--- ASSIGNMENT ---
Please output the section of the listing below that opens with the line containing "safwansamsudeen: OK, I'll revert this, then." and closes with the line containing "IsaacG: https://www.thefreedictionary.com/Rightmost", exactly and with nothing else.

--- RAW DATA ---
PR #2233, opened 2023-03-14
largest-series-product: use double quotes for string

ErikSchierboom:
This PR changes the description to use double quotes instead of single quotes, which seems to be more common across languages.


SaschaMann (approved):

kytrinyx (approved):
That seems perfectly reasonable!

angelikatyborska (approved):

PR #2234, opened 2023-03-14
Remove ambiguity in explanation of empty product

cmcaine:
This commit removes some mathematical jargon (multiplicative identity) and instead describes what should be returned.

The explanation of what the multiplicative identity is has been replaced with a short explanation (in an admonition block) of why the empty product (of numbers) is 1.


ErikSchierboom (approved):
I like it!

kytrinyx (approved):
This is a really nice improvement!

cmcaine:
Great! I'm glad that you both like it :)

iHiD (approved):
I like this.

PR #2237, opened 2023-03-21
Clarify details of the Secret Handshake exercise

safwansamsudeen:
This is the PR in response to [this issue](https://forum.exercism.org/t/error-in-js-exercise/4680). I've corrected the error and explained the concept little more detailedly.

@IsaacG suggested that I shouldn't change the "rightmost five bits" part, but upon checking the metadata, all the tests have numbers under 31. If there are tracks that implement tests with numbers over 31, I'll revert this change.

### DIFF
--- a/exercises/secret-handshake/instructions.md
+++ b/exercises/secret-handshake/instructions.md
@@ -2,8 +2,7 @@
 
 Your task is to convert a number between 1 and 31 to a sequence of actions in the secret handshake.
 
-The sequence of actions is chosen by looking at the rightmost five digits of the number once it's been converted to binary.
-Start at the right-most digit and move left.
+The sequence of actions is chosen by looking at the five digits of the number (which is between 1 and 31, equals 2 ^ 5 - 1) once it's been converted to binary. Start at the right-most digit and move left.
 
 The actions for each number place are:
 
@@ -18,7 +17,7 @@ The actions for each number place are:
 Let's use the number `9` as an example:
 
 - 9 in binary is `1001`.
-- The digit that is farthest to the right is 1, so the first action is `wink`.
+- The digit that is closest to the right is 1, so the first action is `wink`.
 - Going left, the next digit is 0, so there is no double-blink.
 - Going left again, the next digit is 0, so you leave your eyes open.
 - Going left again, the next digit is 1, so you jump.
--- a/exercises/secret-handshake/instructions.md
+++ b/exercises/secret-handshake/instructions.md
@@ -2,7 +2,8 @@
 
 Your task is to convert a number between 1 and 31 to a sequence of actions in the secret handshake.
 
-The sequence of actions is chosen by looking at the five digits of the number (which is between 1 and 31, equals 2 ^ 5 - 1) once it's been converted to binary. Start at the right-most digit and move left.
+The sequence of actions is chosen by looking at the five digits of the number (which is between 1 and 31, equals 2 ^ 5 - 1) once it's been converted to binary. 
+Start at the right-most digit and move left.
 
 The actions for each number place are:
 


exercises/secret-handshake/instructions.md
```diff
@@ -2,8 +2,7 @@
 
 Your task is to convert a number between 1 and 31 to a sequence of actions in the secret handshake.
 
-The sequence of actions is chosen by looking at the rightmost five digits of the number once it's been converted to binary.
-Start at the right-most digit and move left.
+The sequence of actions is chosen by looking at the five digits of the number (which is between 1 and 31, equals 2 ^ 5 - 1) once it's been converted to binary. Start at the right-most digit and move left.
```
IsaacG, line 5: We intentionally use one sentence per line. Please preserve that formatting.

exercises/secret-handshake/instructions.md
```diff
@@ -18,7 +17,7 @@ The actions for each number place are:
 Let's use the number `9` as an example:
 
 - 9 in binary is `1001`.
-- The digit that is farthest to the right is 1, so the first action is `wink`.
+- The digit that is closest to the right is 1, so the first action is `wink`.
```
IsaacG, line 20: Maybe something like:

> - The rightmost digit is 1, so the first action is `wink`.

safwansamsudeen:
> The instructions specify that the largest possible number is 31 (paragraph above).

True, but @IsaacG mentioned in a topic in the forum that other tracks might have numbers larger than 31.

exercises/secret-handshake/instructions.md
safwansamsudeen: OK.

exercises/secret-handshake/instructions.md
safwansamsudeen: As mentioned in the issue, I deliberately changed the wording to provide two different explanations of the same point (rightmost). There shouldn't be a comprehension issue in something this minor, but anyway.

IsaacG: I agree. "farthest to the right" is pretty clear. I'm not entirely sure where the comprehension issue is coming from.

I'm not a fan of this change as it is written, per my comment, so I'm not going to approve as is. But if others think this wording is better, I'll leave it to them :)

kytrinyx:
I would prefer that we check the tracks rather than make a change simply because they might hypothetically have something different.

I manually check all "append" files before merging if track maintainers don't merge the PR themselves.

exercises/secret-handshake/instructions.md
kytrinyx: I would like to understand what the comprehension issue is.

Earlier in the discussion the explanation for this change was that some tracks might have numbers larger than 31 in the test data.

kytrinyx: Ok, so a few things.

We've used `right-most` earlier already. Using `farthest to the right` was a way to vary the wording, in case that helps comprehension for some reason.

_farthest to the right_ is more correct, to my mind, than _closest to the right_, because you have to be closest to a _something_, and _the right_ isn't a something. _farthest to the right_ is a fixed expression that means right-most.

exercises/secret-handshake/instructions.md
```diff
@@ -2,7 +2,7 @@
 
 Your task is to convert a number between 1 and 31 to a sequence of actions in the secret handshake.
 
-The sequence of actions is chosen by looking at the rightmost five digits of the number once it's been converted to binary.
+The sequence of actions is chosen by looking at the five digits of the number (which is between 1 and 31, equals 2 ^ 5 - 1) once it's been converted to binary.
```
kytrinyx, line 5: We had `rightmost` because a lot of people think of a binary number as being 8 bits. So converting 17 to binary would give you: `00010001`.

I don't want to add an equation in the main text. We already have a note saying to go look up how binary works if you don't know. If we think we need to explain more, then we need to explain in the note, not in the main body of the instructions.

We don't need to repeat the fact that the number is between 1 and 31.

safwansamsudeen: OK, I'll revert this, then.

exercises/secret-handshake/instructions.md
safwansamsudeen: > We've used right-most earlier already. Using farthest to the right was a way to vary the wording, in case that helps comprehension for some reason.
That's what I thought, too.

> farthest to the right is more correct, to my mind
I agree with you, I'll change this.

IsaacG: https://www.thefreedictionary.com/Rightmost

> Rightmost: Farthest to the right

Yes. "Farthest to the right" is correct. That's been pointed out several times, both here and on the forum.

safwansamsudeen: Oh. So does this PR have any use, then? We can close it if not.

IsaacG: I don't think this PR has much use, either. Most the comments on the forum when this was raised were along the lines of, "I don't see anything wrong". I'm in favor of closing this out.

kytrinyx: Yeah, I think we can close it.

Thanks for taking the time to think through this.

In the future I would suggest that you work out the details in the forum befor opening the issue.

PR #2242, opened 2023-03-27
Improve book store description

safwansamsudeen:
This is the PR in response to [this topic in the forum](https://forum.exercism.org/t/improve-instructions-of-book-store-exercise/4767). The Javascript version has many more flaws, which I'll correct after this PR is merged.


IsaacG:
Please reach consensus of maintainers on the forum and have explicit input from a maintainer that a PR should be opened before doing so.

PR #947, opened 2016-05-10
Update mungegithub to support vendor/

eparis:


eparis:
@thockin although I had to do so by hand, this does not vendor `k8s.io/contrib/test-utils/`

bgrant0607:
cc @fejta @thockin @david-mcmahon

thockin:
I'm really not keep on by-hand vendoring.  Some poor fool (probably me)
will have to figure out WTF you did.

eparis:
actually, I had to give up on the by-hand non-vendoring. And just vendor `contrib/test-utils`.  This is goLANG issue, not godep.

Back when we were using `Godep/_workspace` golang was resolving deps via GOPATH. First it would look in `Godep/_owrkspace` and then it would look other places in GOPATH.

But using `vendor/` golang will only resolve deps for this package with stuff in `vendor/` for this package. If i do not put `contrib/test-utils` in `vendor/` golang will find it. It then needs `google/glog`. golang will then satisfy glog from GOPATH ($GOPATH/src/github.com/google/glog). The problem comes in that now both `$GOPATH/src/github.com/google/glog` and `vendor/github.com/google/glog` both will create flags (these are different and distinct packages) which cause failure.

If you have `glog` in `contrib/test-utils/vendor` you get the same problem (trying to build both `vendor/github.com/google/glog` and `contrib/test-utils/vendor/github.com/google/glog` into the same binary.

But golang refuses to resolve the `contrib/test-utils/` usage of `glog` with stuff in mungegithub's `vendor`.

Basically this says we must either vendor it all. Or we must move vendor back to the top level.

thockin:
I still like the second option - top-level.

PR #958, opened 2016-05-11
[nginx-slim] update nginx and add module for digest authentication

### LINKED ISSUE #960: Nginx Ingress Controller - Safari 9 craps out with http2
I've literally wasted hours upon hours tracking this down. :-)

Using the nginx controller with SSL, Safari 9 will refuse to load any site. I'm sure this is a bug on Safari's part but I finally tracked it down to http2 in the listen 443 ssl line. I had to create a custom template to remove the http2 lines in order to get Safari (mobile or mac) to load our sites. None of the other browsers including older Safari browsers had an issue. I think http2 support was added in recent Safari version on the latest OS but obviously something is not right. Unfortunately, it wasn't just my local mac safari either as we had customers all over the world complain they couldn't access the sites with safari! 

Maybe this should be a setting? Or if there's a known workaround I couldn't figure out? 

https://github.com/kubernetes/contrib/blob/master/ingress/controllers/nginx/nginx.tmpl#L157

aledbf:
fixes #960

### DIFF
--- a/images/nginx-slim/Makefile
+++ b/images/nginx-slim/Makefile
@@ -1,7 +1,7 @@
 all: push
 
 # 0.0.0 shouldn't clobber any released builds
-TAG = 0.6
+TAG = 0.7
 PREFIX = gcr.io/google_containers/nginx-slim
 
 container:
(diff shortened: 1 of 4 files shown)


bprashanth:
LGTM, but not merging till I'm able to push (afk currently)

PR #966, opened 2016-05-12
Updated the etcd_download_url

stephenrlouie:
- Variablized the download url, only applicable for Ubuntu. Removed the v from the version number.
- Follows the same pattern we use in [flannel](https://github.com/kubernetes/contrib/blob/master/ansible/roles/flannel/defaults/main.yaml#L18-L19) , [kube](https://github.com/kubernetes/contrib/blob/master/ansible/roles/kubernetes/defaults/main.yml#L21), and [pypy] (https://github.com/kubernetes/contrib/blob/master/ansible/roles/pre-ansible/defaults/main.yml#L10-L11)

### DIFF
--- a/ansible/roles/etcd/defaults/main.yaml
+++ b/ansible/roles/etcd/defaults/main.yaml
@@ -1,7 +1,7 @@
 ---
 # etcd_source_type: package | github-release
 etcd_source_type: package
-etcd_version: v2.2.3
+etcd_version: 2.2.3
 
 etcd_client_port: 2379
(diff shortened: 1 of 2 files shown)


stephenrlouie:
Use #965 to resolve conflict since it has the {{ ansible_temp_dir }} instead of the hard coded path

eparis:
I merged 965, you'll want/need to rebase

stephenrlouie:
@eparis should be good now

PR #978, opened 2016-05-13
[cluster-autoscaler] Add support for PodScheduled condition.

fgrzadkowski:
The new logic is the following:
1. Take time of the newest node becoming available
2. Reset status for `PodScheduled` condition to `Unknown` for all the pods with status `True` and reason `Unschedulable` with `LastTransitionTime` before timestamp from 1)
3. Proceed only for newer unschedulable pods.

Ref: #25553

### DIFF
--- a/cluster-autoscaler/cluster_autoscaler.go
+++ b/cluster-autoscaler/cluster_autoscaler.go
@@ -56,7 +56,7 @@ func main() {
 	}
 
 	kubeClient := kube_client.NewOrDie(kubeConfig)
-	unscheduledPodLister := NewUnscheduledPodLister(kubeClient)
+	unschedulablePodLister := NewUnschedulablePodLister(kubeClient)
 	nodeLister := NewNodeLister(kubeClient)
 
 	migConfigs := make([]*config.MigConfig, 0, len(migConfigFlag))
@@ -75,20 +75,6 @@ func main() {
 		select {
 		case <-time.After(time.Minute):
 			{
-				pods, err := unscheduledPodLister.List()
-				if err != nil {
-					glog.Errorf("Failed to list pods: %v", err)
-					continue
-				}
-				if len(pods) == 0 {
-					glog.V(1).Info("No unscheduled pods")
-					continue
-				}
-
-				for _, pod := range pods {
-					glog.V(1).Infof("Pod %s/%s is not scheduled", pod.Namespace, pod.Name)
-				}
-
 				nodes, err := nodeLister.List()
 				if err != nil {
 					glog.Errorf("Failed to list nodes: %v", err)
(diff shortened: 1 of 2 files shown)


fgrzadkowski:
FYI I haven't tested this manually e2e.

cluster-autoscaler/utils.go
```diff
@@ -25,26 +25,39 @@ import (
...
 	"k8s.io/kubernetes/pkg/client/cache"
 	kube_client "k8s.io/kubernetes/pkg/client/unversioned"
 	"k8s.io/kubernetes/pkg/fields"
 	"k8s.io/kubernetes/pkg/labels"
 	"k8s.io/kubernetes/plugin/pkg/scheduler/schedulercache"
+
+	"github.com/golang/glog"
 )
 
 // UnscheduledPodLister list unscheduled pods
```
piosz: typo: should be UnschedulablePodLister

cluster-autoscaler/utils.go
```diff
@@ -119,24 +132,52 @@ func NewNodeLister(kubeClient *kube_client.Client) *ReadyNodeLister {
...
+func GetNewestNodeTime(nodes []*kube_api.Node) time.Time {
+	var result time.Time
 	for _, node := range nodes {
-		if result == nil || node.CreationTimestamp.After(result.CreationTimestamp.Time) {
-			result = node
+		if node.CreationTimestamp.After(result) {
+			result = node.CreationTimestamp.Time
+		}
+	}
+	return result.Add(1 * time.Minute)
```
piosz: How about adding 1 minute somewhere else and making it constant? As for now the function GetNewestNodeTime doesn't return what its name declares.

cluster-autoscaler/cluster_autoscaler.go
```diff
@@ -104,25 +90,27 @@ func main() {
...
+					glog.Errorf("Failed to list unscheduled pods: %v", err)
 					continue
 				}
 
-				// TODO: Find better way to check if all pods were checked after the newest node
-				// was added.
-				if newestNode.CreationTimestamp.After(oldestSchedulingTrial.Add(-1 * time.Minute)) {
-					// Lets give scheduler another chance.
-					glog.V(1).Infof("One of the pods have not been tried after adding %s", newestNode.Name)
+				// We need to reset all pods that have been marked as unschedulable before newest
```
piosz: nit: AFAIU also pods marked as unschedulable in the same time the node became available are reset here, so to be super precise the comment should be updated.

cluster-autoscaler/cluster_autoscaler.go
```diff
@@ -104,25 +90,27 @@ func main() {
...
+				// node became available for the scheduler.
+				newestNodeTime := GetNewestNodeTime(nodes)
+				resetOldPods(kubeClient, pods, newestNodeTime);
+
+				// From now on we only care about unschedulable pods that were marked after the newest
+				// node became available for the scheduler.
+				pods = filterOldPods(pods, newestNodeTime)
```
piosz: I think this is not needed - once you updated the old pods there is no more unschedulable pods older than newestNodeTime (assuming the watch is updated).

cluster-autoscaler/cluster_autoscaler.go
```diff
@@ -104,25 +90,27 @@ func main() {
...
 
-				// TODO: Find better way to check if all pods were checked after the newest node
-				// was added.
-				if newestNode.CreationTimestamp.After(oldestSchedulingTrial.Add(-1 * time.Minute)) {
-					// Lets give scheduler another chance.
-					glog.V(1).Infof("One of the pods have not been tried after adding %s", newestNode.Name)
+				// We need to reset all pods that have been marked as unschedulable before newest
+				// node became available for the scheduler.
+				newestNodeTime := GetNewestNodeTime(nodes)
+				resetOldPods(kubeClient, pods, newestNodeTime);
```
piosz: Add comment somewhere that resetOldPods and filterOldPods should operate on disjoint sets of pods and in the future it would be great to refactor it.

cluster-autoscaler/utils.go
fgrzadkowski: As discussed offline I'd like to hide this 1 minute. Renaming the function to better describe what it does.

cluster-autoscaler/cluster_autoscaler.go
fgrzadkowski: I don't know how to make sure that the watch is up to date. I think it's easier to just filter them out.

cluster-autoscaler/cluster_autoscaler.go
fgrzadkowski: Done

cluster-autoscaler/cluster_autoscaler.go
fgrzadkowski: Done.

fgrzadkowski:
All comments addressed. PTAL.

cluster-autoscaler/utils.go
fgrzadkowski: Done.

piosz:
lgtm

--- EXERCISE OUTPUT ---
safwansamsudeen: OK, I'll revert this, then.

exercises/secret-handshake/instructions.md
safwansamsudeen: > We've used right-most earlier already. Using farthest to the right was a way to vary the wording, in case that helps comprehension for some reason.
That's what I thought, too.

> farthest to the right is more correct, to my mind
I agree with you, I'll change this.

IsaacG: https://www.thefreedictionary.com/Rightmost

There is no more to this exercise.